Puede que esta Mlle. Weisman tuviera los ojos demasiado pequeños, puede que su boca fuera demasiado grande, igual que sus blanquísimos dientes, la mandíbula demasiado puntiaguda o la nariz demasiado pequeña y recta. Puede que tuviera el pelo castaño demasiado largo y que por ello lo llevara peinado a la antigua y en relativo y anacrónico desorden, con unos cuantos mechones rojizos encendidos en el brillante resplandor de un delgado rayo de sol que, rebotando en uno de los grandes espejos del establecimiento, se había colado hasta el fondo del salón. Y estoy seguro de que a la mayoría de quienes nos habíamos reunido en el café pareció que Marie Weisman era demasiado alta o que estaba demasiado delgada. Alguno pensaría que sus piernas, realzadas por una falda tan corta como lo permitía la moda del momento (y la nueva moralidad pública), eran demasiado esbeltas o que sus pies eran demasiado grandes. (Lo que nos chocó a todos sin excepción, estoy seguro de ello, fue que no llevara medias: sólo su expresión risueña e inocente desmentía que las piernas desnudas denotaran una altivez de elegante parisina, de parisienne nonchalante, con la que pretendiera señalar la poca importancia que asignaba a este pequeño centro estival de provincias.)
Una suma de imperfecciones, sí. Vaya con la suma de imperfecciones.

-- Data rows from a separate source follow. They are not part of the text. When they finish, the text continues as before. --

Issue #1897, opened 2026-06-09
Harden prod git subprocesses: bound git_bypass/run_git_idempotent timeouts + process-group kill (#1893 FIX C)


suzuke:
Follow-up to #1893 (the CI flake fix #1896 was FIX A+B, CI-config only). FIX C is the deeper root fix that also protects the PRODUCTION daemon, not just tests.

## Root cause (from the #1893 spike)
git_bypass (git_helpers.rs:14) and run_git_idempotent (dispatch_hook:1047) call .output() with NO timeout. 9 unbounded git_bypass sites vs only 3 git_bypass_timeout — the unbounded ones include git branch (dispatch_hook:781/815) and git worktree add (ci/mod.rs:238). If a git operation hangs on a contended .git/index.lock (or a stuck network helper), .output() never returns → the caller hangs indefinitely. In tests this manifested as the CI flake (now mitigated by #1896's per-test timeout), but in PRODUCTION a hung git would hang the daemon's git path with no bound.

## Fix
1. Route git_bypass + run_git_idempotent through a bounded timeout (like the existing git_bypass_timeout) so a contended/stuck git fails fast instead of hanging — protecting the production daemon, not just the tests. Pick a sensible default timeout per call site (worktree add / branch / fetch).
2. git_bypass_timeout's kill path (git_helpers.rs:43) currently only child.kill() — make it a process-group kill (spawn with process_group(0)/CREATE_NEW_PROCESS_GROUP, kill via the existing process::kill_process_tree) so git's sub-helpers (fetch → remote-https/pack) are also reaped (RC4: process-group leak).

## Care
Larger blast radius than the CI-config fix — it touches the production git path. Verify each site's timeout is generous enough for legitimate slow operations (large fetch) but bounded; verify the process-group kill doesn't kill anything it shouldn't. Do this as a careful standalone PR with adversarial review.

suzuke:
Fixed by #1898 (FIX C). Production git_bypass + run_git_idempotent now bound via git_bypass_timeout (60s local / 300s network) with a process-group kill that reviewer-2 verified can never hit the daemon — so a hung git fails fast instead of freezing the daemon's git path. (Bonus: bisection proved FIX C innocent of a macos CI failure and fixed the underlying pre-existing racy checkout_bind test assertion.) FIX C2 — the ~15 additional raw Command::new('git') prod sites found in the audit — is a separate follow-up.

PR #1898, opened 2026-06-09
fix(git): bound daemon git subprocesses + process-group kill (#1897 FIX C)

suzuke:
The deeper root-cause hardening from the #1893 spike: production daemon git calls could hang forever on a contended `.git/index.lock`, wedging the daemon (RC1). Scope = the central git helpers (the lead's enumeration). **No CI-config; this is the prod git path.**

## 1. Bounded timeout (clear `Err`, never hang)
- **`git_bypass`** (git_helpers.rs) was a bare unbounded `.output()` → now routes through `git_bypass_timeout` with **LOCAL_GIT_TIMEOUT (60s)**. Auto-bounds all 8 `git_bypass` call sites (rev-parse / branch / worktree add / status / remote get-url / update-ref). Fast path byte-identical.
- **`run_git_idempotent`** (dispatch_hook) per-attempt bounded with LOCAL_GIT_TIMEOUT; a timeout `?`-propagates (no retry of a wedge), the retry-on-transient-exit loop preserved.
- **`default_branch` / `primary_remote`** (git_helpers) bounded too (graceful "main"/"origin" fallback).
- The 3 **`fetch`** sites widened 60s → **NETWORK_GIT_TIMEOUT (300s)** — strictly wider, so it can only ADD tolerance for a large fetch, never newly false-kill (the "don't kill legit slow ops" CARE point).

## 2. Process-group kill (git's sub-helpers can't orphan)
- `git_bypass_timeout` spawns git in its **OWN process group** (`process_group(0)` / `CREATE_NEW_PROCESS_GROUP`) and on timeout kills the whole group via `process::kill_process_tree`, not just the immediate child. **Isolation is MANDATORY**: `kill_process_tree` resolves the pgid via `getpgid`, so without it the kill would resolve to the **daemon's** group and kill the daemon. (Group isolation only — NOT detached; pipes preserved.)
- Extracted `spawn_group_bounded` so the timeout/kill mechanism is unit-testable.

Existing `git_bypass_timeout` callers' observable contract is unchanged (`Ok(Output)` / `Err(TimedOut)`).

## Tests (§3.9, unix)
- `spawn_group_bounded_times_out_within_slack_1897` — a `sleep 30` stub with a 1s bound returns `Err(TimedOut)` within timeout+slack, NOT a 30s hang.
- `spawn_group_bounded_fast_command_unaffected_1897` — fast command returns its `Output` normally.
- `spawn_group_bounded_kills_whole_process_group_1897` — a backgrounded grandchild `sleep` (same group) is reaped by the process-group kill.

Local: fmt + `clippy --features tray --tests -D warnings` clean; the affected modules pass under `nextest --profile ci`.

## Scope note → FIX C2 follow-up
The spike's "9 git_bypass sites" undercounted. An audit found **~15 additional independent raw `Command::new("git")` prod sites** (admin / canonical_hygiene / auto_release / conflict_notify / tmp_review_gc / retention::worktrees / ci::mod / force_release::gc). They are **non-uniform** — one is a `push` (network), several don't set `AGEND_GIT_BYPASS` — so they can't be blanket-routed through `git_bypass` and need per-site care. **Deferred to FIX C2** rather than sprawl this careful change. Enumeration available on request.

### DIFF
--- a/src/git_helpers.rs
+++ b/src/git_helpers.rs
@@ -1,6 +1,21 @@
 //! Git helper functions — single source of truth for remote/branch detection.
 
 use std::path::Path;
+use std::time::Duration;
+
+/// #1897: bound for LOCAL git ops (branch / worktree add / rev-parse / status /
+/// remote get-url / log / diff / reset). These don't hit the network; a healthy
+/// one is sub-second and the only legitimate slowness is a contended
+/// `.git/index.lock` or a large worktree-add checkout. 60s is far above any real
+/// local op, so it never false-kills a legit op but still fails fast instead of
+/// hanging the daemon forever (the #1893/RC1 root cause).
+pub(crate) const LOCAL_GIT_TIMEOUT: Duration = Duration::from_secs(60);
+
+/// #1897: bound for NETWORK git ops (fetch / clone). A large fetch can legitimately
+/// take minutes, so this is generous — strictly wider than the prior hard-coded
+/// 60s at the fetch sites, so it can only ADD tolerance (never newly false-kills a
+/// fetch that passed before) while still capping a wedged network op.
+pub(crate) const NETWORK_GIT_TIMEOUT: Duration = Duration::from_secs(300);
 
 /// #781 Piece 6 — daemon-internal `git` subprocess wrapper that always
 /// sets `AGEND_GIT_BYPASS=1`. Centralizes the bypass-env contract so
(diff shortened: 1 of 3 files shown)


suzuke:
Merge audit (section 3.12 mirror) — reviewer-2 VERIFIED (FIX C core @65bb1240 + the delta @9ad18e2) + all 5 required checks green (macos now passes — the empirical confirmation that the pre-existing racy test is fixed). #1897 FIX C: production git_bypass (8 sites) + run_git_idempotent now route through git_bypass_timeout (LOCAL 60s / NETWORK 300s for the 3 fetch sites) so a git op that hangs on a contended .git/index.lock or a stuck network helper fails fast with a clear Err instead of hanging the daemon indefinitely; git is spawned into its OWN process group (process_group(0) / CREATE_NEW_PROCESS_GROUP) and a timeout kills the whole group via kill_process_tree — reviewer-2 verified WATERTIGHT that this can never hit the daemon (getpgid resolves to the child's own group, not the daemon's; pid==0 guard; no spawn-vs-kill race). Bonus: while debugging the macos CI failure, dev BISECTED (30 runs each: baseline 14/30 fail vs FIX-C 11/30 fail = same rate) and proved FIX C was innocent — the checkout_bind concurrent-race test was PRE-EXISTING flaky (~47%, its #1896 green runs were luck) due to a racy assert_eq!(winners==1) that counts auto_created_branch flags (a branch-creating caller that then loses the bind-lease race surfaces 0 winners while staying perfectly idempotent). Replaced with race-outcome-independent invariants (branch created exactly once + no double-bind) → 0/40 fail. The spawn_group_bounded poll went from fixed 200ms to exponential backoff (1ms→50ms) so the fast-path git latency stays ≈ .output(). Merging --admin squash. Takes effect next restart. (FIX C2 — the ~15 additional independent raw Command::new('git') prod sites the audit found — is a follow-up.)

Marie Weisman me pareció arrebatadora.
Creo que despertó en nosotros una simpatía inmediata no exenta de un latido hecho de concupiscencia. Todos la contemplamos sonriendo embobados, con la excepción de Porfirito Rubirosa y del joven Lebrun. Porfirito me confesó más tarde que Marie le resultaba alta en exceso y escasa de carnes: una presa poco interesante para un hornbre que contaba entre sus conquistas a las mujeres más voluptuosas y célebres del mundillo internacional y que, según nos enteramos poco después, iba a casarse nada menos que con Danielle Darrieux. Y el joven Lebrun, por su parte, con su aspecto fiero y ascético, parecía desdeñar a la recién llegada con la intensidad de un universitario más ocupado en cuestiones realmente trascendentales que en frivolidades mundanas.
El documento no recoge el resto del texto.